> **What you are asked to do**: The answer must consist of the records, repeated exactly.

> **Data records**:
PR #359, opened 2022-10-08
Transform Vectors and Datasets

akleeman:
This PR adds a number of operators which let you do things like:

```
Eigen::MatrixXd A;
RegressionDataset<Foo> dataset;
RegressionDataset<LinearCombination<Foo>> = A * dataset;
```
and handles the case where `Foo` is itself a `LinearCombination`:
```
Eigen::MatrixXd A;
RegressionDataset<LinearCombination<Foo>> dataset;
RegressionDataset<LinearCombination<Foo>> = A * dataset;
```
similarly you can transform vectors:
```
Eigen::MatrixXd A;
std::vector<Foo> foos;
std::vector<LinearCombination<Foo>> = A * foos;
```

the dense version would lead to some very large `LinearCombination<>` features, so sparse matrices are supported (and dense matrices are converted to sparse representations first).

> **Task response**:
PR #359, opened 2022-10-08
Transform Vectors and Datasets

akleeman:
This PR adds a number of operators which let you do things like:

```
Eigen::MatrixXd A;
RegressionDataset<Foo> dataset;
RegressionDataset<LinearCombination<Foo>> = A * dataset;
```
and handles the case where `Foo` is itself a `LinearCombination`:
```
Eigen::MatrixXd A;
RegressionDataset<LinearCombination<Foo>> dataset;
RegressionDataset<LinearCombination<Foo>> = A * dataset;
```
similarly you can transform vectors:
```
Eigen::MatrixXd A;
std::vector<Foo> foos;
std::vector<LinearCombination<Foo>> = A * foos;
```

the dense version would lead to some very large `LinearCombination<>` features, so sparse matrices are supported (and dense matrices are converted to sparse representations first).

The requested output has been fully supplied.